■ Task brief ■
What do the entries below say? Restate them word for word.

■ Collected data ■
PR #81, opened 2024-11-04
London| Donara_Blanc | Structuring-and-Testing-Data | Week 1

donarbl:
Hello,

Self checklist

- [ x] I have committed my files one by one, on purpose, and for a reason
- [x ] I have titled my PR with COHORT_NAME | FIRST_NAME LAST_NAME | REPO_NAME | WEEK 
- [x ] My changes follow the [style guide](https://curriculum.codeyourfuture.io/guides/contributing/)
- [x ] My changes meet the [requirements](./README.md) of this task

## Changelist

I have worked on the first sprint of week 1 on structuring data. 

## Questions
1. I have a question regarding the random.js. Math.random() Returns a pseudo-random number between 0 and 1. 
(https://developer.mozilla.org/en-US/docs/Web/JavaScript/Reference/Global_Objects/Math) says this website. In the exercise we have the min =1 and max =100. My understanding is of this function 
Is that Math. random will multiple the decimals starting from 0.01 or until 0.999? However, the exercise has given min and max within the range from 1 to 100. Does this mean that the math.random will calculate from this range? Also does random is inclusive of the last number such as 1 or 100 in our case?
2. In to-pound.js the variables' names are so long that I had difficulties reading let alone understanding them. Is it a common practice to assign long variables name? 

Thank you.


Sprint-1/interpret/to-pounds.js
```diff
@@ -25,3 +25,11 @@ console.log(`£${pounds}.${pence}`);
...
 // To begin, we can start with
 // 1. const penceString = "399p": initialises a string variable with the value "399p"
+// 2. const penceStringWithoutTrailingP = penceString.substring(
+// 0, penceString.length - 1); remove the "p" in penceString so it return "399"
+// 3. const paddedPenceNumberString = penceStringWithoutTrailingP.padStart(3, "0");
+//  the variable paddedPenceNumberString has a length of 3 caracters starting from "0"-3
+// 4. const pounds = paddedPenceNumberString.substring(0,paddedPenceNumberString.length - 2);
+// the variable paddedPenceNumberString has now "3" as the value since the last digit "99" were removed by the function 
+// 5. const pence = paddedPenceNumberString .substring(paddedPenceNumberString.length - 2).padEnd(2, "0");
+// allows to have 2 digits in pence
```
cjyuan, line 35: Can we expect the code to work as intended even if we deleted `.padEnd(2, "0")` from the code?

cjyuan (commented):
Good job. I just mainly have a few questions for you to think about.

cjyuan:
Is that Math. random will multiple the decimals starting from 0.01 or until 0.999?  (Nope)

Good observation. The documentation of `Math.random()` should state clearly whether the range of the random numbers include 0/1 or not.  The expression used to generate a random numbers from 1 to 100 will make more sense if you know the exact range of random numbers `Math.random()` can return.


In to-pound.js the variables' names are so long that I had difficulties reading let alone understanding them. Is it a common practice to assign long variables name?

I would say no (especially for local variables) because it tends to make the expression involving the variables very long.
In that example, I think `paddedPenceStr` is as good as `paddedPenceNumberString`.
If needed, I would just use comments to describe the variable.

■ Problem solution ■
PR #81, opened 2024-11-04
London| Donara_Blanc | Structuring-and-Testing-Data | Week 1

donarbl:
Hello,

Self checklist

- [ x] I have committed my files one by one, on purpose, and for a reason
- [x ] I have titled my PR with COHORT_NAME | FIRST_NAME LAST_NAME | REPO_NAME | WEEK 
- [x ] My changes follow the [style guide](https://curriculum.codeyourfuture.io/guides/contributing/)
- [x ] My changes meet the [requirements](./README.md) of this task

## Changelist

I have worked on the first sprint of week 1 on structuring data. 

## Questions
1. I have a question regarding the random.js. Math.random() Returns a pseudo-random number between 0 and 1. 
(https://developer.mozilla.org/en-US/docs/Web/JavaScript/Reference/Global_Objects/Math) says this website. In the exercise we have the min =1 and max =100. My understanding is of this function 
Is that Math. random will multiple the decimals starting from 0.01 or until 0.999? However, the exercise has given min and max within the range from 1 to 100. Does this mean that the math.random will calculate from this range? Also does random is inclusive of the last number such as 1 or 100 in our case?
2. In to-pound.js the variables' names are so long that I had difficulties reading let alone understanding them. Is it a common practice to assign long variables name? 

Thank you.


Sprint-1/interpret/to-pounds.js
```diff
@@ -25,3 +25,11 @@ console.log(`£${pounds}.${pence}`);
...
 // To begin, we can start with
 // 1. const penceString = "399p": initialises a string variable with the value "399p"
+// 2. const penceStringWithoutTrailingP = penceString.substring(
+// 0, penceString.length - 1); remove the "p" in penceString so it return "399"
+// 3. const paddedPenceNumberString = penceStringWithoutTrailingP.padStart(3, "0");
+//  the variable paddedPenceNumberString has a length of 3 caracters starting from "0"-3
+// 4. const pounds = paddedPenceNumberString.substring(0,paddedPenceNumberString.length - 2);
+// the variable paddedPenceNumberString has now "3" as the value since the last digit "99" were removed by the function 
+// 5. const pence = paddedPenceNumberString .substring(paddedPenceNumberString.length - 2).padEnd(2, "0");
+// allows to have 2 digits in pence
```
cjyuan, line 35: Can we expect the code to work as intended even if we deleted `.padEnd(2, "0")` from the code?

cjyuan (commented):
Good job. I just mainly have a few questions for you to think about.

cjyuan:
Is that Math. random will multiple the decimals starting from 0.01 or until 0.999?  (Nope)

Good observation. The documentation of `Math.random()` should state clearly whether the range of the random numbers include 0/1 or not.  The expression used to generate a random numbers from 1 to 100 will make more sense if you know the exact range of random numbers `Math.random()` can return.


In to-pound.js the variables' names are so long that I had difficulties reading let alone understanding them. Is it a common practice to assign long variables name?

I would say no (especially for local variables) because it tends to make the expression involving the variables very long.
In that example, I think `paddedPenceStr` is as good as `paddedPenceNumberString`.
If needed, I would just use comments to describe the variable.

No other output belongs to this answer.